DFS is ideal for this problem because it allows us to compute the height of each subtree while simultaneously checking if the tree is balanced.

In DFS, we recursively traverse down the tree, visiting a node’s children before checking the node itself (hence " depth-first"). This method is particularly efficient for tree problems like this one, where we need to gather information from the bottom (leaf nodes) up to the top (root node).

Here’s how the DFS works in the context of checking if a tree is height-balanced:

1. Recursive Traversal: The check function is called recursively on each node’s left and right children. This traversal goes down to the leaf nodes of the tree.

2. Height Calculation: At each node, after the recursive calls return, we calculate the height of the subtree rooted at that node. The height is determined based on the heights of the left and right subtrees, which are obtained from the recursive calls.

3. Balance Check: Along with the height calculation, we also check whether the current subtree is balanced.
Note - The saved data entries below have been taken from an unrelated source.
PR #28015, opened 2026-04-03
feat: Add agent schema introspection (no-changelog)

yehorkardash:
## Summary

PR changes:
- added agent config introspection that allows dehydrating agent into a single json config and then reconstructing it from the config
- added credential provider that allows using credential names instead of raw secret keys

## Review / Merge checklist

- [x] Tests included. 


packages/@n8n/agents/src/types/sdk/schema.ts
```diff
@@ -0,0 +1,112 @@
...
+		thinking: ThinkingSchema | null;
+		toolCallConcurrency: number | null;
+		requireToolApproval: boolean;
+	};
+}
+
+export interface ToolSchema {
+	name: string;
+	description: string;
+	type: 'custom' | 'workflow' | 'provider' | 'mcp';
```
burivuhster, line 37: We may want to extract MCPs into a separate Agent schema prop in the future, as it might be more than a simple tool or tool set. But it's OK for now to keep things simple

packages/@n8n/agents/src/sdk/tool.ts
```diff
@@ -61,6 +64,10 @@ export function wrapToolForApproval(tool: BuiltTool, config: ApprovalConfig): Bu
 			} as ToolContext);
 		},
 	};
+	// Tag with approval symbol — Object.assign avoids TS index-signature issues
+	// on the BuiltTool interface while still being detectable via `in` operator.
+	Object.assign(wrapped, { [APPROVAL_WRAPPED]: true });
+	return wrapped;
```
burivuhster: Can it be simplified to a boolean flag in the `BuiltTool` itself?

packages/@n8n/agents/src/sdk/provider-capabilities.ts
```diff
@@ -0,0 +1,35 @@
...
+	label: string;
+	default: number | string;
+	options?: string[];
+}
+
+export const providerCapabilities: Record<
+	string,
+	{
+		thinking?: ProviderCapability;
+	}
```
burivuhster, line 13: Should it be `Record<string, ProviderCapability>`?

packages/@n8n/agents/src/sdk/from-schema.ts
```diff
@@ -0,0 +1,318 @@
...
+	for (const ts of schema.tools) {
+		if (!ts.editable) continue;
+		const schemas: { suspend?: ZodType; resume?: ZodType } = {};
+		if (ts.suspendSchemaSource) {
+			schemas.suspend = await handlerExecutor.evaluateSchema(ts.suspendSchemaSource);
+		}
+		if (ts.resumeSchemaSource) {
+			schemas.resume = await handlerExecutor.evaluateSchema(ts.resumeSchemaSource);
+		}
+		toolSchemas.set(ts.name, schemas);
```
burivuhster: Silent override is possible here if there are name duplicates. Maybe we can add a runtime check here and fail explicitly?

packages/@n8n/agents/src/sdk/from-schema.ts
```diff
@@ -0,0 +1,318 @@
...
+	}
+
+	for (const ts of schema.tools) {
```
burivuhster: These two passes over `schema.tools` is a bit hard to follow for me. Is it possible to re-organize into one loop + code branches for all possible tool types?

packages/@n8n/agents/src/sdk/from-schema.ts
```diff
@@ -0,0 +1,318 @@
...
+
+	// --- Provider tools ---
+	for (const pt of schema.providerTools) {
+		if (pt.source) {
+			const evaluated = (await handlerExecutor.evaluateExpression(pt.source)) as {
+				name: string;
+				args?: Record<string, unknown>;
+			};
+			agent.providerTool({
+				name: evaluated.name as `${string}.${string}`,
```
burivuhster: This type assertion can be moved into the one above:
name: `${string}.${string}`

packages/@n8n/agents/src/sdk/from-schema.ts
```diff
@@ -0,0 +1,318 @@
...
+	}
+
+	// --- Memory ---
+	if (schema.memory !== null) {
+		const memory = new Memory();
+		if (schema.memory.lastMessages !== null) {
+			memory.lastMessages(schema.memory.lastMessages);
+		}
+		agent.memory(memory);
+	}
```
burivuhster, line 187: Specific memory settings seem to be lost here – we use only `lastMessages` property from entire `MemorySchema` object

packages/@n8n/agents/src/types/sdk/schema.ts
```diff
@@ -0,0 +1,112 @@
...
+	guardrails: GuardrailSchema[];
+
+	mcp: McpServerSchema[] | null;
+	telemetry: TelemetrySchema | null;
+	checkpoint: 'memory' | null;
+
+	config: {
+		structuredOutput: {
+			enabled: boolean;
+			schemaSource: string | null; // original Zod source string
```
burivuhster, line 26: Do we need a dedicated `enabled` property? Can we simply check if the schemaSource is null or not, same as for other props like thinking?

packages/@n8n/agents/src/sdk/from-schema.ts
```diff
@@ -0,0 +1,318 @@
...
+ * fully-configured Agent instance with proxy handlers that delegate tool
+ * execution to the provided `HandlerExecutor`.
+ *
+ * All source expressions in the schema (provider tools, MCP configs,
+ * telemetry, structured output, suspend/resume schemas) are evaluated
+ * via `HandlerExecutor.evaluateExpression()` / `evaluateSchema()`.
+ *
+ * The `agent` parameter is the Agent instance to configure (avoids circular import).
+ */
+export async function fromSchema(
```
burivuhster, line 61: Would it make sense to refactor every section into a separate function? Like `fromModelSchema(agent, schema.model)`, `fromCredentialSchema(agent, schema.credential)`, etc.
They are small, but there are quite a few of them, so this function is a bit too long

packages/@n8n/agents/src/sdk/from-schema.ts
```diff
@@ -0,0 +1,318 @@
...
+		const outputSchema = await handlerExecutor.evaluateSchema(
+			schema.config.structuredOutput.schemaSource,
+		);
+		agent.structuredOutput(outputSchema);
+	}
+
+	// --- Credential provider ---
+	if (options.credentialProvider) {
+		agent.credentialProvider(options.credentialProvider);
+	}
```
burivuhster: This can be moved closer to handling `schema.credential`

packages/@n8n/agents/src/sdk/from-schema.ts
```diff
@@ -0,0 +1,318 @@
...
+ * Reconstruct a live Agent from an AgentSchema JSON.
+ *
+ * This is the inverse of `Agent.describe()` — it takes a serialised schema
+ * (produced by `describe()` or stored in the database) and rebuilds a
+ * fully-configured Agent instance with proxy handlers that delegate tool
+ * execution to the provided `HandlerExecutor`.
+ *
+ * All source expressions in the schema (provider tools, MCP configs,
+ * telemetry, structured output, suspend/resume schemas) are evaluated
+ * via `HandlerExecutor.evaluateExpression()` / `evaluateSchema()`.
```
burivuhster, line 57: Not sure about this, but: would it be more clear to evaluate all expressions first as a separate step? Then `fromSchema` will not have to worry about calling `await handlerExecutor.evaluateSchema` every time

packages/@n8n/agents/src/sdk/from-schema.ts
```diff
@@ -0,0 +1,318 @@
...
+	let toMessage: ((output: unknown) => AgentMessage | undefined) | undefined;
+	if (toolSchema.hasToMessage) {
+		if (executor.executeToMessageSync) {
+			const syncExecutor = executor.executeToMessageSync.bind(executor);
+			toMessage = (output: unknown): AgentMessage | undefined => {
+				return syncExecutor(toolSchema.name, output);
+			};
+		} else {
+			// Async executor cannot produce a synchronous toMessage result.
+			// Return undefined and log that executeToMessageSync is needed.
```
burivuhster: The comment here mentions "log that executeToMessageSync is needed", but nothing happens inside the toMessage function

packages/@n8n/agents/src/codegen/generate-agent-code.ts
```diff
@@ -0,0 +1,204 @@
...
+	assertAllHandled(rest);
+
+	// No manual indentation — Prettier formats at the end.
+	const parts: string[] = [];
+	let needsWorkflowTool = false;
+	parts.push(`export default new Agent('${escapeSingleQuote(agentName)}')`);
+
+	if (model.provider && model.name) {
+		parts.push(
+			`.model('${escapeSingleQuote(model.provider)}', '${escapeSingleQuote(model.name)}')`,
```
burivuhster: What about other ways arbitrary string can break this? E.g. line breaks or other special characters. As an additional precautious measure we may pass strings through something like
```
const escapedStr = JSON.stringify(rawString).slice(1, -1)
```

packages/@n8n/agents/src/codegen/generate-agent-code.ts
```diff
@@ -0,0 +1,204 @@
...
+		if (tool.outputSchemaSource) toolParts.push(`.output(${tool.outputSchemaSource})`);
+		if (tool.suspendSchemaSource) toolParts.push(`.suspend(${tool.suspendSchemaSource})`);
+		if (tool.resumeSchemaSource) toolParts.push(`.resume(${tool.resumeSchemaSource})`);
+		if (tool.handlerSource) toolParts.push(`.handler(${tool.handlerSource})`);
+		if (tool.toMessageSource) toolParts.push(`.toMessage(${tool.toMessageSource})`);
+		if (tool.requireApproval) toolParts.push('.requireApproval()');
+		if (tool.needsApprovalFnSource)
+			toolParts.push(`.needsApprovalFn(${tool.needsApprovalFnSource})`);
+		parts.push(`.tool(${toolParts.join('')})`);
+	}
```
burivuhster, line 184: Would it make sense to extract this into separate function?

packages/@n8n/agents/src/codegen/generate-agent-code.ts
```diff
@@ -0,0 +1,204 @@
...
+ */
+function assertAllHandled(_: Record<string, never>): void {
+	// intentionally empty — this is a compile-time-only check
+}
+
+// ---------------------------------------------------------------------------
+// Public API
+// ---------------------------------------------------------------------------
+
+export async function generateAgentCode(schema: AgentSchema, agentName: string): Promise<string> {
```
burivuhster, line 141: Please consider splitting this into multiple smaller functions, at least for larger sections (like tools, evaluations, imports)

burivuhster (commented):
Some comments/suggestions

packages/@n8n/agents/src/sdk/provider-capabilities.ts
yehorkardash: The current type provides better suggestions

packages/@n8n/agents/src/sdk/from-schema.ts
yehorkardash: Memory schema handling is lackluster in this PR, working on addressing it in another PR

packages/@n8n/agents/src/types/sdk/schema.ts
yehorkardash: I think we will end up with `schema: JSONSchema7` later on, will keep it that way for now

packages/@n8n/agents/src/sdk/from-schema.ts
yehorkardash: I think it's easier to do it in-place, otherwise we need separate structure or type to hold all evaluated schemas

burivuhster (dismissed):
Thanks for addressing my comments! Looks good, just take a look at cubic's comments

burivuhster (approved):
🚀

mike12345567 (approved):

This is done by checking the height difference between the left and right subtrees. If the difference is more than 1, the subtree is not balanced.

4. Propagating Information Upward: The function returns two pieces of information for each node: its subtree height and whether it is balanced. This information is then used by the parent node to perform its own balance check and height calculation.

5. Final Result: The process continues until the root node, where we get the final decision on whether the whole tree is balanced.

This approach ensures that each node and its subtrees are only visited once, making it a time-efficient solution. The DFS strategy is effective here as it allows for the necessary computations and checks to be made at each step in a single pass through the tree.